Важнейшее открытие в области значения сказки совершил в 1930-е годы В. Пропп, наследовавший школе мифокритики, но проложивший дорогу нарратологии с ее формальным абрисом любого сюжета. Пропп доказал связь между мифологией и сюжетом как таковым и провел эту связующую нить через понятие ритуала. Основным ритуалом в его теории сказочного сюжета была инициация, обряд посвящения во взрослую жизнь: на нее опиралась схема испытания и улучшения героя, его перерождения в новом качестве.
Принципиально новым в работах Проппа было то, что он вывел из сотен классификаций сказочных сюжетов единую основу сюжетной структуры, которую можно очень общо обозначить так: стабильность — утрата стабильности — борьба (суровые испытания) — возвращение стабильности (на новом уровне). Он показал связь этой модели со схемой инициации, важной для первобытных обществ, а наследование фабульной схемы со стороны литературы стало очевидно само собой.
Мифолого-ритуальная природа сказочного сюжета заставляет переоценить роль сказки. Ясно, что сказка — это, так сказать, обезвреженный ритуал, упрощенный и остраненный временем и детской аудиторией. Однако в сказочных сюжетах, как и в мифах, кроются образы архетипической силы. Ритуал инициации относится к обрядам перехода, которые тысячелетиями служили людям, помогая переживать кризисы и переломы. И потому в сказке также заложен этот мощный механизм восстановления и обновления — примерно как Ивана-дурака собирают по кусочкам и спрыскивают мертвой и живой водой.

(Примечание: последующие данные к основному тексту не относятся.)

PR #2754, opened 2017-07-17
Feature/separate swagger files

### LINKED ISSUE #2737: REST API: Generate own swagger files of Apis API / Management API (organizations + Users)
Instead of generating one swagger file containing all REST API endpoints, several swagger files needs to be generated.
- one about Apis handling API 
- one about Organizations and Users handling API

matleppa:
Closes #2737

### DIFF
--- a/core/server/api.js
+++ b/core/server/api.js
@@ -22,9 +22,9 @@ ApiV1.swagger = {
   meta: {
     swagger: '2.0',
     info: {
-      description: 'APinf is open source API management and catalog. ',
+      description: 'APinf is open source API management and catalog.. ',
       version: '1.0.0',
-      title: 'Admin API',
+      title: 'Admin API for API handling',
     },
     // Create  placeholder for storage paths for Users collection
     paths: {},
@@ -43,9 +43,6 @@ ApiV1.swagger = {
   },
   tags: {
     api: 'APIs',
-    organization: 'Organizations',
-    users: 'Users',
-    login: 'Login',
   },
   params: {
     api: {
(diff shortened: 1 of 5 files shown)


core/server/api.js
```diff
@@ -22,9 +22,9 @@ ApiV1.swagger = {
   meta: {
     swagger: '2.0',
     info: {
-      description: 'APinf is open source API management and catalog. ',
+      description: 'APinf is open source API management and catalog.. ',
```
marla-singer: Delete the last point on the sentence

core/server/api.js
```diff
@@ -43,9 +43,6 @@ ApiV1.swagger = {
   },
   tags: {
     api: 'APIs',
-    organization: 'Organizations',
-    users: 'Users',
-    login: 'Login',
```
marla-singer: i think the endpoint §login must be declared for each swagger specification because the endpoints `/apis` and `/apis{id}` also supposes the authorization.

**Recover login tags and endpoint /login for swagger-api.json file**

core/server/maintenance.js
```diff
@@ -0,0 +1,501 @@
...
+            },
+          },
+        },
+      },
+    },
+
+  },
+};
+
+// Generate Swagger to route /rest/v1/swagger.json
```
marla-singer: Change the comment, should be:
`// Generate Swagger to route /rest/v1/swagger_maintenance.json`

core/server/api.js
```diff
@@ -438,196 +203,10 @@ ApiV1.swagger = {
...
-              example: 'My Company Ltd',
-            },
-          },
-        },
-      },
-    },
   },
 };
 
 // Generate Swagger to route /rest/v1/swagger.json
```
marla-singer: Change the comment, should be 
`// Generate Swagger to route /rest/v1/swagger_api.json`

PR #2781, opened 2017-07-21
REST API: handle APIs, admin to perform PUT and DELETE, duplicate error response in POST

### LINKED ISSUE #2721: REST API: duplicate error,  POST method API endpoint
When API is created with REST API with POST method, it needs to  check, whether an API with same name already exists and return appropriate controlled response.

### LINKED ISSUE #2723: REST API: API endpoint, PUT and DELETE, allow methods for admin
When API endpoint methods PUT and DELETE are used, they must be allowed for admin user also.
It is not enough to allow them only for users included in API manager list.
*Additional information to correct original poor choice of words*:
Here allowed means, that operations has to be performed also in case admin sends a request via REST API.

matleppa:
Closes #2723 
Closes #2721

### DIFF
--- a/apis/collection/helpers.js
+++ b/apis/collection/helpers.js
@@ -28,14 +28,14 @@ import ApiMetadata from '/metadata/collection';
 import Apis from './';
 
 Apis.helpers({
-  currentUserCanManage () {
+  currentUserCanManage (apiUserId) {
     // Get current userId
-    const userId = Meteor.userId();
-
+    // parameter apiUserId is used only in case of REST API
+    const userId = apiUserId || Meteor.userId();
     // Check that user is logged in
     if (userId) {
       // Check if user is manager of this API
-      const userIsManager = this.currentUserIsManager();
+      const userIsManager = this.currentUserIsManager(apiUserId);
 
       // Check if user is administrator
       const userIsAdmin = Roles.userIsInRole(userId, ['admin']);
@@ -47,7 +47,7 @@ Apis.helpers({
       let userIsOrganizationManager;
 
       if (parentOrganization) {
-        userIsOrganizationManager = parentOrganization.currentUserCanManage();
+        userIsOrganizationManager = parentOrganization.currentUserCanManage(userId);
       }
 
       // if user is manager or administrator, they can edit
@@ -69,9 +69,10 @@ Apis.helpers({
     // Only user who can edit, can view private APIs
     return (this.isPublic || userIsAuthorized || this.currentUserCanManage());
   },
-  currentUserIsManager () {
-    // Get current User ID
-    const userId = Meteor.userId();
+  currentUserIsManager (apiUserId) {
+    // Get current userId
+    // parameter apiUserId is used only in case of REST API
+    const userId = apiUserId || Meteor.userId();
 
     // Check if user is manager of this API
     const isManager = _.includes(this.managerIds, userId);
--- a/apis/server/api.js
+++ b/apis/server/api.js
@@ -311,24 +311,26 @@ ApiV1.addCollection(Apis, {
         // Get ID of API
         const apiId = this.urlParams.id;
         const userId = this.userId;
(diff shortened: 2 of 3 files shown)


apis/server/api.js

Вхождение сказки во “взрослый” драматический театр — интересный процесс, связанный с переосмыслением фольклора. До тех пор пока народное творчество воспринимается как устаревший артефакт словесности, оно обречено на постановки иллюстративные и не очень интересные. Но как только взгляд смещается с поучительной роли фольклора на его генезис, становится интереснее. И взрослым тоже.

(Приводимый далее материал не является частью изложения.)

PR #2787, opened 2017-07-25
Integrate OpenAPI Designer into the platform

### LINKED ISSUE #2780: Add OpenAPI designer iframe integration
Wireframes available [here](https://github.com/apinf/platform/issues/1998).

Example OpenAPI designer in iframe with authtoken sending support available [here](https://dev.openapi.design/iframe.html).

marla-singer:
Closes #2780

### Know issue
if API has a uploaded swagger documentation then Editor doesn't "catch" this file.


marla-singer:
@matleppa Will you have time for review that?

matleppa:
Sorry, I noticed this just now. I'll look at it tomorrow.

matleppa:
I wonder whether the functionality is correct:

1. open API A
2. open OpenAPIDesigner editor
3. create document "doc_API_A"
4. open API B
5. open editor

The on step 5 the editor has same document ("doc_API_A") open, which was created on step 3.
I would expect, that the document should somehow be attached to APIs. 
I.e.
On step 4 I'll expect an empty document.
In case re-opening API A, I expect to see "doc_API_A" again.

What do you think?

matleppa:
I saw some discussion about whether to use iframe or not. 
Is the final decision that iframe is used?

marla-singer:
> On step 4 I'll expect an empty document.
In case re-opening API A, I expect to see "doc_API_A" again.
What do you think?

I think this issue is related to OpenAPI Designer developers (@tulir, @xylix ). I had a quick view on releasing and probably it happens because data is stored in localStorage. If you delete it and go to API B then iframe will not contain any data but API A will not as well

> I saw some discussion about whether to use iframe or not.
Is the final decision that iframe is used?

I suppose it is not the final decision. But like a beta release - why not?

Nazarah:
@marla-singer @matleppa can you please ask @kyyberi about integrating OpenAPI Designer with iframe? as far as I know, he would be making the decision about it.

api_docs/client/view/documentation.html
```diff
@@ -5,33 +5,47 @@
...
-          {{/ if }} <!-- /if documentation exists -->
-        {{/ if }}<!-- /if codegen server exists -->
-      {{/ if }}<!-- /if template subscriptions ready -->
-      <h2 id="documentation-title" class="panel-title clearfix">
-        {{_ "apiDocumentation_Title" }}
-      </h2>
-    </div>
+          {{/ if }} <!-- /if currentUserCanManage -->
+        </div>
+        <h2 id="documentation-title" class="panel-title clearfix">
```
brylie: Why is this heading at the bottom of it's containing element?

brylie:
It would be nice if the changes related to internationalization were in their own pull request, with an accompanying issue. That would make this PR a bit cleaner.

brylie:
Please resolve conflicts.

.editorconfig
```diff
@@ -27,7 +27,7 @@ charset = utf-8
 indent_style = space
 indent_size = 2
 
-[core/**/*.i18n.json]
+[core/**/fi.i18n.json]
```
brylie: Can we put i18n related changes in a separate PR?

marla-singer: Ok

brylie: Cool, thanks. Also, open an issue, since it is work you are doing. Anything worth doing is worth an issue (within reason) :-)

api_docs/client/view/documentation.html
marla-singer: The buttons have style `float:right` and markup works properly if buttons are at the top.
I changed the order and markup works bad
joxi_screenshot_1501574255402

.editorconfig
marla-singer: It is not a critical change just "nice to have". It is related to spacebars in the file

api_docs/client/view/documentation.html
brylie: Alright. It is just a bit unconventional for a header to be at the bottom of a block element.

.editorconfig
brylie: Right, I like it.

api_docs/client/view/documentation.html
marla-singer: Agree.

marla-singer:
@brylie 
- Resolved conflicts
- Remove changes related to the file `.editorconfig`

api_docs/client/editor/editor.html
```diff
@@ -0,0 +1,9 @@
+<!-- Copyright 2017 Apinf Oy
+This file is covered by the EUPL license.
+You may obtain a copy of the licence at
+https://joinup.ec.europa.eu/community/eupl/og_page/european-union-public-licence-eupl-v11 -->
+
+<template name="openApiEditor">
+  <iframe id="designer-iframe" src="https://openapi.design" frameborder="0"></iframe>
```
brylie: We should probably consider exposing this in the platform settings page, like we do for the codegen.

cc: @bajiat thoughts?

marla-singer: @brylie I thought about it as well.

brylie: It would be consistent, and we generally try to avoid hard-coding these kind of things.

bajiat: I agree, this is what we did with Swagger Editor and this actually could replace Swagger editor setting in platform settings view.

brylie: Should we deprecate Swagger editor in place of OpenAPI Designer?

brylie:
@bajiat @marla-singer will the following be included in the definition of done for this PR?

- add 'OpenAPI Designer URL' to configuration settings page
- deprecate Swagger Editor setting

I just need to know what to look for before this PR should be merged.

api_docs/client/editor/editor.html
bajiat: I think we should deprecate Swagger editor.

bajiat:
Should we create another follow-up issue for Settings page? If yes, can we merge without changes?

brylie:
Who will create the follow-up issue? I will merge this PR when the issue has been created and linked to this PR by reference.

marla-singer:
@brylie Done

В сезоне 2019/2020, внезапно прерванном коронавирусом и карантином, в российском театре состоялось несколько интересных премьер по сказочным сюжетам — как в столице, так и в регионах. Во “взрослом” театре сказочный и фольклорный сюжет становится уже не детским чтением, но вновь обретает функции помощи обществу в нелегкие времена.

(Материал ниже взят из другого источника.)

PR #2797, opened 2017-07-26
Feature/rest api manage organization manager

### LINKED ISSUE #2768: [FIWARE] REST-API: Add endpoint for Organizations part to manipulate managers
Create the endpoint into Organizations part which allows to add/delete manager of current organization

matleppa:
Closes #2768

### DIFF
--- a/organizations/server/api.js
+++ b/organizations/server/api.js
@@ -241,16 +241,12 @@ MaintenanceV1.addRoute('organizations/:id', {
       summary: 'Update Organization.',
       description: `
    ### Update an Organization ###
-   
+
    You can update Organization data with parameters listed on example.
 
    Parameters can be given one by one or several ones at a time.
    When several parameters are given, in successful case all of them are
    updated and in unsuccessful case none of them is updated.
-
-   Only an existing user can be added as a new manager for Organization.
-   In case the manager to be added already exists on list, the operation
-   is considered successful.
       `,
       parameters: [
         MaintenanceV1.swagger.params.organizationId,
@@ -258,7 +254,7 @@ MaintenanceV1.addRoute('organizations/:id', {
       ],
       responses: {
         200: {
-          description: 'Organization successfully edited.',
+          description: 'Organization data successfully updated.',
           schema: {
             type: 'object',
             properties: {
@@ -315,28 +311,6 @@ MaintenanceV1.addRoute('organizations/:id', {
           if (bodyParams.description) {
             organizationData.description = bodyParams.description;
           }
-          // We need to get old manager list and push new user IDs into it
-          if (bodyParams.manager) {
-            // Check if user ID for manager exists
-            if (!Meteor.users.findOne(bodyParams.manager)) {
-              return {
-                statusCode: 404,
-                body: {
-                  status: 'Fail',
-                  message: 'User with given manager ID not found.',
-                },
-              };
-            }
-            // Add new manager only if same user ID was not on list before
-            const alreadyManager = organization.managerIds.includes(bodyParams.manager);
-            if (!alreadyManager) {
-              const managerIds = organization.managerIds;
-              // Add user ID to manager IDs list
-              managerIds.push(bodyParams.manager);
-              organizationData.managerIds = managerIds;
-            }
-          }
-
 
           if (bodyParams.contact_name ||
               bodyParams.contact_phone ||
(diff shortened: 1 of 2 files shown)


organizations/server/api.js
```diff
@@ -291,23 +291,47 @@ MaintenanceV1.addRoute('organizations/:id', {
...
-            socialMedia: {
-              facebook: bodyParams.facebook,
-              instagram: bodyParams.instagram,
-              twitter: bodyParams.twitter,
-              linkedIn: bodyParams.linkedin,
-            },
-          };
+          const organizationData = {};
+
+          if (bodyParams.name) {
```
marla-singer: @matleppa These separating doesn't need. Look at the comment above
```js
// If bodyParams doesn't contain any fields
// then organizationData JSON doesn't contain it as well
```
You can test it

marla-singer:
@matleppa I think it is a bad idea to add managers by IDs. I suggest using e-mail and it assumes the available to provide couple e-mails.

organizations/server/api.js
matleppa: But in that case the other fields in ```organizationData``` are empty. And when it is updated to Organization, the other fields in Organization are emptied. So after giving only ```name``` and ```url``` the field description is empty. contact fields are empty and social media fields are empty.

It means, that in case user wants to update only one field, he/she needs to fill all fields in request  with old values in order not to make them empty.

Is that really the wanted functionality?

matleppa:
OK, I see your point on using e-mail addresses. 
Could you please what do you mean with the rest of the sentence. 

"it assumes the available to provide couple e-mails."


"

organizations/server/api.js
marla-singer: Tested it. The problem was because of invalid structure of organizationData fields.

The valid structure is:
```js
const organizationData = {
            name: bodyParams.name,
            url: bodyParams.url,
            description: bodyParams.description,

            'contact.person': bodyParams.contact_name,
            'contact.phone': bodyParams.contact_phone,
            'contact.email': bodyParams.contact_email,
            
            'socialMedia.facebook': bodyParams.facebook,
            'socialMedia.instagram': bodyParams.instagram,
            'socialMedia.twitter': bodyParams.twitter,
            'socialMedia.linkedIn': bodyParams.linkedIn,
          };
```
### Experiment result
1. Create an organization with contact and social media data
joxi_screenshot_1501165201564

2. Send PUT request with one field
joxi_screenshot_1501165201564 1

3. Other fields are the same
joxi_screenshot_1501165201564 2

marla-singer:
> Could you please what do you mean with the rest of the sentence.
"it assumes the available to provide couple e-mails."

I mean to allow a user adds couple e-mails at one time using a comma. (If it will be possible)

organizations/server/api.js
matleppa: After additional testing it seems, that the values in fields name, url and description remain in DB although they are not given in request.
However, the subfields in fields contact and socialMedia are emptied, in case their values are not given in request. 

1) Organization data, contact person included in

image

2) Change socialMedia data only

image

3) SocialMedia included, but contact person missing

image

4) Alter description

image

5) Description altered, but socialMedia data missing

image

So I think, that the way Organization data change requests are updated to DB, needs to be corrected. 
Do you agree?

marla-singer: @matleppa Did you test the old code (on `develop` branch) or after suggested updating variable `organizationData` ?
Please commit the changes where changes don't work, I want to test it

matleppa: With old code.
Because I did not see your correction comment until now. 
I think there is something wrong in my computer or in system, because this is not the first time I do not see updates on time.

But anyway, I make the correction the way you solved the problem.

matleppa:
About adding managers.
So you prefer adding managers functionality to be a new parameter in PUT /organizations/{:id} endpoint rather than a new endpoint PUT /organization/{:id}/managers/<email>?
(Although I'm not sure, if it can be implemented with email address)
What about deleting a certain manager from Organization?

marla-singer:
My feeling is to create a new endpoint `/organizations/{id}/managers`
As for me, It is a big feature for Organization component. We need to create/edit/delete manager by e-mail and return list with managers.

**GET** `/organizations/{id}/managers` -- return list with managers. Provide information as e-mail, username, id of users.
**Query parameters** - username, e-mail. If parameters are filled then return list of users with specified e-mail OR username

**GET** `/organizations/{id}/managers/{id}` -- return a specified manager
**Path parameter**: ID of user to return

**POST** `/organizations/{id}/managers` -- add one or few managers into Organization.
**Body parameters**: e-mails field'

**DELETE** `/organizations/{id}/managers/{id} -- delete a specified manager
**Path parameter**: ID of user to remove

In that case PUT method isn't needed. 

Permissions:
- Administrator or Organization mamanager can manipulate.
- Organization manager or Administrator can't delete himself.

@matleppa Want your review on my suggestion

matleppa:
You've been thinking this Organization manager issue well through. I agree almost completely.
However, there is one thing which maybe could be discussed.

At the beginning you say: 
> We need to create/edit/delete manager by e-mail and return list with managers.
--

In GET and DELETE methods the user ID is used, though.
I wonder, if the user email address is needed to be used here in POST method at all. 
When user operates via UI, I understand the use of email address, because  the user ID is not visible (and it is hard for human to use).
But because APIs are used programmatically, isn't is more useful to use user ID also in POST method instead?

marla-singer:
> We need to create/edit/delete manager by e-mail and return list with managers.
> In GET and DELETE methods the user ID is used, though.
> I wonder, if the user email address is needed to be used here in POST method at all.

Sorry, my mind wasn't completed. For DELETE method and some GET request we will provide ID to remove a specified user or get details information. As an organization manager I have access to managers IDs in my organization and can delete one or get info about this user.

But for POST method we need to use email because if  I am just Organization manager how I can add my college? I don't have access to college user ID but I know his e-mail.

> When user operates via UI, I understand the use of email address, because the user ID is not visible (and it is hard for human to use).

User ID is stillnot  visible for ordinary users . You can know only owned

matleppa:
OK, well explained. Now I agree completely.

Детская сказка, даже авторская — родственница мифа. В минувшем сезоне мне встретилось два серьезных театральных проекта по мотивам одной сказки о деревянном человечке. Сказка, написанная Коллоди в конце XIX века, отразила процесс урбанизации Италии, когда незадачливые крестьяне хлынули в город и с ними случались забавные и трагические истории. В этом смысле поучительная история о Пиноккио, деревянном мальчике, который хочет стать живым, — довольно прозрачная аллегория социального лифта. “Пиноккио” Коллоди вдохновил режиссера Луизу Гуарро на спектакль в Рязанском театре драмы, а Бориса Юхананова — на масштабный диптих в Электротеатре “Станиславский”.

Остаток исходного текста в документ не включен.